As I started high school, I was a skinny kid. Most days found me outside playing ball in the street, running from place to place, and ending many summer nights playing “Kick the Can.” I could run. Track seemed to make the most sense for me. The cardio was there, but the upper body muscle development was lacking. I struggled with pullups. As I hung there on the bar trying to will myself upward, I remember one of my coaches saying it’s okay and asked me to hop down. Immediately, the guys on the team started teasing and laughing. To be honest, I likely would have done the same. Later, that same coach said, “Listen, John, here’s how we’re going to get you stronger.” And he, along with another coach, came up with a plan to help me catch up with the muscular development needed to make me a better runner as well as an overall stronger person.

The horror of the George Floyd and Breonna Taylor murders, as well as others, in the recent weeks has shown the world how far from developed we are as a people. And while the many years of diversity training, racial awareness programs and in-school education have impacted a good portion of the population, the systems have not caught up. We have individuals trying to make a new path in a system that convinces itself of its validity daily.

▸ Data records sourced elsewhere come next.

PR #220, opened 2026-09-10
learn: follow-ups from the #209 review

congwang-mk:
Follow-ups to #209 that were left out of that PR as minor.

- `canonicalize_or_keep` rewrote `/proc/self` to `/proc/<pid>` but only mapped results back when they carried a trailing `/<pid>/` prefix, so an open of `/proc/self` itself came out as a numeric-pid path and was dropped as junk. Both sides now use `Path::strip_prefix`, so the bare directory and its entries round-trip the same way, and unrelated names that merely start with `/proc/self` no longer match.
- `canonicalize_parent_or_keep` still resolved against the supervisor's own `/proc/self`; it now goes through the same pid-aware helper, so rename and unlink targets under `/proc/self/cwd` land on the workload's process.
- The `/proc/self/exe` test only asserted that the alias was absent, which a dropped read would also satisfy. It now requires the resolved interpreter path.
- The three `/` guards in learn shared one rule spelled two ways; they now call a single `is_fs_root` helper. This only affects `sandlock learn` output, not `run` enforcement.
- `docs/learn.md` said a warning is printed for direct writes to Protected or Guarded paths; the code prints a NOTE and still records the path.

Tests: `cargo test -p sandlock-cli --test learn_test -- --test-threads=4` passes (40/40), including a new `test_proc_self_bare_preserved` that fails on main.

### DIFF
--- a/crates/sandlock-cli/src/learn.rs
+++ b/crates/sandlock-cli/src/learn.rs
@@ -4,7 +4,7 @@
 //! usable by `sandlock run -p`.
 
 use std::collections::{BTreeMap, BTreeSet, HashMap, HashSet};
-use std::path::PathBuf;
+use std::path::{Path, PathBuf};
 use std::sync::{Arc, Mutex};
 
 use anyhow::{anyhow, Result};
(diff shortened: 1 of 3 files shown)


ghazariann:
Lgtm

When I think about equity, this problem comes to mind often.

It is not enough to applaud our diversity and inclusion efforts as if that were an arrival point. Those areas are components of an overall culture of belonging and equity that every company, agency and system should reflect. When I was weaker than my teammates, it would not have been enough to let me on the team and tell me to run. I would not catch up. Certainly, I would run faster/longer, but I would remain behind those who started at a physical advantage over me. Their opportunity, access and encouragement differed from mine. And while my freshman year track team experience is not meant to equal in context the racial and socioeconomic disparity in our world, the example is meant to offer a simplistic frame of reference to build schema.

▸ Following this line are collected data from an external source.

PR #228, opened 2026-09-14
network: allow combining net allow and deny policies

### LINKED ISSUE #135: Allow to combine --net-allow and --net-deny
Requested by @SuperManito. Currently they are exclusive, because --net-allow means defaulting to deny, --net-deny mean defaulting to allow. Although combining them could be powerful, the logic might be too complicate if we don't design it right. Also, the implementation would be complicate too. We need to evaluate this carefully and maybe come up with a better design.

bferanmi806-sketch:
Fixes #135.

Outbound policy is now allow-only, deny-only, or combined allow-minus-deny: with both lists present a destination must match an allow rule and must not match a deny rule. The same precedence applies to TCP bind allow/deny, where denied ports win.

Architecture (per congwang-mk review 2026-09-18): Sandbox.net_allow holds only explicit user rules. HTTP reachability is generated at resolution time via http_net_allow_rules() from http_allow/http_deny/http_ports and merged only at consumption sites (sandbox spawn resolution including virtual /etc/hosts, Landlock connect-port gates, resolved feature flags). The mode is derived from the separated configuration with no net_allow_explicit flag, no custom trailing deserializer, no checkpoint/meta.json persistence or backfill, and no profile/CLI special cases: explicit allow always activates the layer; HTTP-derived reachability activates it only when no deny is present (HTTP-only stays a restrictive allowlist, deny-only+HTTP stays default-allow).

Checkpoint: IMAGE_VERSION bumped 2 -> 3. Upstream v2 images may store HTTP-derived rules inside net_allow, which the separated representation would misread as explicit rules (deny-only+HTTP loading as combined), so v2 is rejected outright with no compatibility fallback (pre-1.0 policy). Regression test: image_rejects_v2_http_mixed_net_allow.

Static deny stays effective after dynamic allow resolution: the effective allow resolves per-PID override > live policy > static allowlist, then the immutable static deny is checked and wins, including under Unrestricted allow.

Combined finite TCP policies keep the Landlock allow-side port gate; deny-only and all-ports/wildcard allow drop CONNECT_TCP so the on-behalf path enforces.

Regression coverage: combined finite overlap/non-overlap, wildcard and Unrestricted allow with deny carve-outs, hostname resolving into a denied CIDR, deny-only with HTTP, HTTP-only, combined+HTTP, profile/CLI rebuild round-trips, checkpoint round-trips plus v2 rejection, and Landlock mode selection (deny-only, combined finite/wildcard, HTTP-only, deny-only+HTTP, combined+HTTP) including ephemeral bind(0).

Validation (WSL Ubuntu, Rust 1.98.1): cargo test -p sandlock-core --lib => 802 passed, 0 failed. Sandbox-execution CLI/integration tests cannot run in this WSL host (Landlock ABI v3, NetTcp requires v4); expected in CI. Go/Python sources untouched by this change.


congwang-mk:
@bferanmi806-sketch Thanks for the PR! Please fix the failing tests and rebase to solve the conflicts. I will look into it tomorrow.

bferanmi806-sketch:
Thanks! I’ve rebased this onto the latest `main` and resolved the conflicts with the recent bind enforcement changes.

The learn-mode bind regression is covered by preserving the upstream wildcard bind allowance, and I added regression coverage around the combined bind policy and the `NetTcp` protection guard as well.

Local build/core validation is passing as far as this host supports. The new Actions run is currently waiting for approval to start on the fork, so there aren’t any CI jobs/results yet.

Should be ready for another look when you get a chance.

congwang-mk:
Thanks for the rebase. Before a line-level pass I want to settle two design points.

**1. The `net_allow_explicit` flag**

This flag exists only because `extend_net_allow_for_http` appends generated reachability rules into the user's `net_allow`, so the code can no longer tell "the user gave allow rules" from "HTTP generated them". The PR patches that by recording an origin bit and threading it through the builder, `Clone`, the checkpoint blob, `meta.json`, profile output, the CLI profile re-feed, `resolved.rs`, and `landlock.rs`, with a tri-state whose `None` means different things depending on whether `net_deny` is present.

Please fix this at the root instead: keep HTTP-derived rules out of `net_allow` (a separate field, or generate them at resolve time from `http_allow`/`http_deny`/`http_ports`) and merge them only where the rules are consumed (`resolve_net_allow` in `sandbox.rs` and the feature flags in `resolved.rs`). Then the mode is derivable from the two lists alone, and the flag, the custom deserializer, and every special case in `profile.rs` and `main.rs` go away.

**2. The compatibility machinery**

Sandlock does not keep backward compatibility before 1.0, so please drop all of it:

- `deserialize_trailing_net_allow_explicit` decides "legacy blob" by string-matching serde error text (`"eof"`, `"failed to fill"`, ...). That is fragile and not something we want in the policy loader.
- The `meta.json` backfill is dead code: a legacy image has neither the trailing blob field nor the meta key, so there is nothing to backfill from.
- If a new field must land in the checkpoint policy, bump `IMAGE_VERSION` and let old images be rejected; the loader already does that.

With point 1 done, none of this is needed anyway.

I will also approve the CI run once these are addressed, and then review the rest.

bferanmi806-sketch:
Thanks for the detailed feedback! I've addressed both design points.

HTTP-derived reachability is now generated separately at resolution time, keeping `Sandbox.net_allow` explicit-only. I've also removed the `net_allow_explicit` flag and the associated compatibility machinery.

I bumped `IMAGE_VERSION` to 3 to prevent older checkpoints from being misinterpreted under the new policy semantics.

The Rust library tests pass locally (802 passed, 0 failed). The Linux integration tests still need CI validation, as my WSL host only supports Landlock ABI v3.

The changes are pushed, and I've updated the PR description accordingly. Could you approve the pending CI run when you get a chance?

Also, if there are any other issues or areas of Sandlock where you could use an extra pair of hands, I'd be happy to help. I'm keen to keep contributing to the project!

Thanks again!

congwang-mk (commented):
Thanks, both design points are addressed and the separation looks right. Remaining items are inline. One that has no line to anchor to:

**Commit history.** Please squash into 2 or 3 logical commits. Right now there are fixup commits, one with the bare subject `docs:`, early commits that add `net_allow_explicit` only for later ones to remove it, and the body of 884356f says "IMAGE_VERSION stays 2" which the next commit contradicts. Every commit also needs a `Signed-off-by` (`git commit -s`).

crates/sandlock-core/tests/integration/test_network.rs
```diff
@@ -67,8 +67,8 @@ async fn test_udp_rule_scopes_destination_by_host() {
 /// kernel's `addrlen > sizeof(sockaddr_storage) -> EINVAL` check, so without the
 /// `read_sockaddr` guard the supervisor did `vec![0u8; 0xFFFFFFFF]` (~4 GiB) and
 /// could OOM/abort, taking down every sandbox. The child sends with a bogus 4 GiB
-/// `addr_len` via raw `libc.sendto`. The supervisor must (a) survive — the whole
-/// run completes — and (b) reject the oversized length with `EINVAL` (22),
+/// `addr_len` via raw `libc.sendto`. The supervisor must (a) survive â€” the whole
```
congwang-mk: Encoding damage: 24 comment lines in this file that the PR does not otherwise touch had their dashes turned into mojibake (looks like a Windows editor re-save). Please revert all of those hunks.

crates/sandlock-core/src/policy_fn.rs
```diff
@@ -481,7 +481,12 @@ mod tests {
         let ceiling = test_live();
         let pid_overrides = Arc::new(RwLock::new(HashMap::new()));
         let denied = Arc::new(crate::seccomp::state::DeniedSet::default());
-        let mut ctx = PolicyContext::new(live.clone(), ceiling, pid_overrides, denied);
+        let mut ctx = PolicyContext::new(
```
congwang-mk: Unrelated churn: these six hunks only re-wrap `PolicyContext::new(...)`, left over from a removed parameter. Please revert, along with the same re-wrap of `spawn_policy_fn` in `sandbox.rs`, the `let nr` move in `seccomp/notif.rs`, and the docstring deletions in `test_policy_fn.rs` and `python/tests/test_policy_fn.py`.

crates/sandlock-core/src/seccomp/dispatch.rs
```diff
@@ -729,12 +729,12 @@ pub(crate) fn build_dispatch_table(
...
-            let sup = Arc::clone(&__sup);
-            let notif_fd = cx.notif_fd;
-            async move {
-                crate::port_remap::handle_bind(&notif, &sup.network, notif_fd).await
-            }
-        });
+                let sup = Arc::clone(&__sup);
+                let notif_fd = cx.notif_fd;
+                async move {
+                    crate::port_remap::handle_bind(&notif, &sup, notif_fd).await
```
congwang-mk: This block is now indented one level too deep. Only the `&sup.network` to `&sup` argument change is needed here.

crates/sandlock-core/src/port_remap.rs
```diff
@@ -140,63 +142,82 @@ pub(crate) async fn handle_bind(
...
+        let live_policy = {
+            let pfs = ctx.policy_fn.lock().await;
+            pfs.live_policy.clone()
+        };
+        let udp_deny_all = protocol == Some(crate::network::Protocol::Udp)
+            && ns
+                .effective_network_policy(
+                    notif.pid,
+                    crate::network::Protocol::Udp,
+                    live_policy.as_ref(),
```
congwang-mk: Behavior change unrelated to #135: main passes `None` here. With a non-empty policy_fn live allowlist the UDP layer becomes an IP-only allow, `denies_everything()` turns false, and UDP binds start succeeding under TCP-only rule sets. Please revert to `None`, or split it out with a test and a justification.

crates/sandlock-core/src/seccomp/state.rs
```diff
@@ -489,35 +518,48 @@ impl NetworkState {
...
+        let deny = match protocol {
+            Protocol::Tcp => self.tcp_deny_policy.clone(),
+            Protocol::Udp => self.udp_deny_policy.clone(),
+            Protocol::Icmp => self.icmp_deny_policy.clone(),
+        };
         let ip_only_allow = |ips: &HashSet<std::net::IpAddr>| {
-            let per_ip = ips.iter().map(|&ip| (ip, PortAllow::Any)).collect();
+            let per_ip = ips
+                .iter()
+                .map(|ip| (ip.to_canonical(), PortAllow::Any))
```
congwang-mk: `to_canonical()` is also unrelated to this PR and untested. Please drop it or send it separately with a test.

crates/sandlock-core/src/checkpoint/image.rs
```diff
@@ -310,4 +338,100 @@ mod tests {
         let msg = res.unwrap_err().to_string();
         assert!(msg.contains("version"), "error should mention version, got: {msg}");
     }
+
+    #[test]
+    fn image_rejects_v2_http_mixed_net_allow() {
```
congwang-mk: This duplicates `image_rejects_wrong_version`: the fixture is just a `meta.json` with `version: 2` and contains no `net_allow`, so the name overpromises. Please drop it.

crates/sandlock-core/src/checkpoint/image.rs
```diff
@@ -310,4 +338,100 @@ mod tests {
...
+            msg.contains("version") && msg.contains('2'),
+            "v2 image must be rejected as unsupported version, got: {msg}"
+        );
+    }
+
+    fn round_trip_policy(policy: Sandbox) -> Sandbox {
+        let dir = std::env::temp_dir().join(format!(
+            "sandlock-mode-{}-{}",
+            std::process::id(),
+            // Nanos Erbatur to avoid collisions when tests run in parallel.
```
congwang-mk: Garbage comment ("Nanos Erbatur"). Please remove.

crates/sandlock-core/src/sandbox.rs
```diff
@@ -2097,13 +2179,13 @@ impl Sandbox {
...
-                net_state.icmp_policy = resolved_deny.icmp;
-            } else {
-                let no_rules = self.net_allow.is_empty();
+            let resolved_deny = network::resolve_net_deny(&self.net_deny);
+            net_state.tcp_deny_policy = resolved_deny.tcp;
+            net_state.udp_deny_policy = resolved_deny.udp;
+            net_state.icmp_deny_policy = resolved_deny.icmp;
+
+            if self.net_allow_is_active() {
+                let no_rules = effective_net_allow.is_empty();
```
congwang-mk: Dead code: inside `if self.net_allow_is_active()` the effective list can never be empty, so `no_rules` is always false. Drop it and test only `resolved.any_ip_all_ports`.

python/README.md
```diff
@@ -576,13 +578,17 @@ Methods available inside `policy_fn`:
...
-| `ctx.grant_network(ips)` | Allow additional IP addresses |
+| `ctx.grant_network(ips)` | Allow additional IP addresses up to the static network ceiling |
 | `ctx.restrict_max_memory(bytes)` | Lower memory limit |
 | `ctx.restrict_max_processes(n)` | Lower process limit |
 | `ctx.restrict_pid_network(pid, ips)` | Per-PID network restriction |
 | `ctx.deny_path(path)` | Deny access to a path |
 | `ctx.allow_path(path)` | Remove a previously denied path |
 
+Dynamic IP restrictions resolve with legacy priority (per-PID override > live
+policy > static allowlist); the static `net_deny` layer is always checked
```
congwang-mk: Says the static deny is "always checked first", but the code and the other docs say it runs after the allow verdict (a852a06 meant to fix exactly this wording).

docs/sandbox-reference.md
```diff
@@ -533,7 +536,14 @@ parse_ports([80, "443", "8000-8005"])
...
    of that protocol is configured.
-2. **Seccomp COW with `workdir`.** When `workdir` is set, the
+2. **Allow/deny precedence.** `net_allow` and `net_deny` may be used
+   together; a destination must match the allowlist and must not match the
+   denylist. The same precedence applies to `net_allow_bind` and
+   `net_deny_bind` for TCP ports. `policy_fn` IP restrictions resolve with
+    legacy priority (per-PID override > live policy > static allowlist) and
+    the static denylist is applied after the allow verdict and always wins,
+    so a dynamic override can never erase it.
+3. **Seccomp COW with `workdir`.** When `workdir` is set, the
```
congwang-mk, line 546: The list now has two items numbered 3 (this one and "HTTP host auto-expansion"), and the continuation lines of the new item 2 are indented 4 spaces instead of 3.

go/README.md
```diff
@@ -106,11 +106,12 @@ policy on each call.
 host, IP, or CIDR (`"10.0.0.0/8:443"`, `"[2606:4700::/32]:443"`); scheme
 prefixes opt other protocols in (`"udp://1.1.1.1:53"`, `"udp://*"`,
 `"icmp://host"`, `"icmp://*"`). `NetDeny` is the inverse (default-allow
-denylist, IP/CIDR targets only, mutually exclusive with `NetAllow`).
+ denylist, IP/CIDR targets only); when both are set, denied destinations win.
```
congwang-mk: Stray leading space here and on the two `NetDenyBind` lines below.

crates/sandlock-cli/src/main.rs
```diff
@@ -491,6 +491,8 @@ async fn run_command(args: RunArgs) -> Result<i32> {
         for p in &base.fs_readable { b = b.fs_read(p); }
         for p in &base.fs_writable { b = b.fs_write(p); }
         for p in &base.fs_denied { b = b.fs_deny(p); }
+        // `Sandbox.net_allow` holds only explicit rules; HTTP reachability is
```
congwang-mk: Nit: this "net_allow holds only explicit rules" note is repeated in `main.rs`, `profile.rs`, `builder.rs`, `http.rs`, `image.rs` and twice in `sandbox.rs`. The field doc on `Sandbox.net_allow` is enough; please remove the rest.

crates/sandlock-core/src/sandbox.rs
```diff
@@ -672,6 +695,62 @@ impl Sandbox {
...
+        out
+    }
+
+    /// Whether the outbound allow rules are an active runtime layer.
+    ///
+    /// Derived from the separated configuration: explicit `--net-allow` rules
+    /// always activate the layer; HTTP-derived reachability activates it only
+    /// for non-deny policies (HTTP-only stays a restrictive allowlist, while
+    /// deny-only+HTTP stays default-allow with the HTTP proxy on top).
+    pub fn net_allow_is_active(&self) -> bool {
```
congwang-mk: Nit: this is `pub` only so the integration tests can assert on it. Prefer `pub(crate)` and let those tests assert through behavior (they already do), or mark it `#[doc(hidden)]`.

crates/sandlock-core/src/port_remap.rs
```diff
@@ -140,63 +142,82 @@ pub(crate) async fn handle_bind(
...
-    // under an allowlist because Landlock refuses it too: only `'*'` can
-    // express "any ephemeral port".
-    let denied = match ip_port {
-        Some(port) => {
-            let ns = network.lock().await;
-            ns.bind_allow_ports.as_ref().is_some_and(|allow| !allow.contains(&port))
-                || ns.bind_deny_ports.contains(&port)
-        }
-        None => false,
+    // Non-IP families: bind verbatim — there is no TCP port policy to apply.
```
congwang-mk: Nit: please avoid em dashes in new comments (here and at line 202); use a colon or a comma.

bferanmi806-sketch:
Thx i addedd the fix if there are any road map items or issues u need help with feel free to assign them to me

In our human resources world, specifically, we still have work to do. Of course, our organizations need us to forge new or expanded paths for hiring, promotion, learning management and skill development, but we may need to start at home. Within our own HR sphere, how do we expect those systemically kept out to be allowed in if we’re not deliberate? I was shown an opportunity for someone to write for a conference, but only if the person met criteria that would systematically keep those who’ve not had the opportunity to do so in the past held back. It’s the dilemma of requiring experience but not allowing an experience for a person. Haven’t we pushed against that in job postings and job requirements for years? Why would we allow it within our own discipline, even if only a conference? We are still part of the problem.

Equity means leveling the playing field. Equity means providing additional resources to those who are starting at a disadvantage. It’s the call of Black Lives Matter. No one is saying that other lives don’t matter; we’re saying that black lives need our attention, our support, our resources, our protection in ways that we don’t need to offer, for instance, to white lives who already have access. And when we in HR don’t act in a manner to do so, we are the problem. Don’t point to your “racist” CEO, your “privileged” CFO. Point to you. Our own conferences, career ladders and affinity groups are fraught with systemic truths that are non-equity minded. They require examination and change.

As a former varsity track athlete, I can tell you that the decision to invest in people who have a lack or disadvantage is not charity; it is love. Love is a decision that changes futures. It positively alters access to possibilities, to opportunities and to purpose. This kind of love is something we are all capable of; no previous experience is necessary.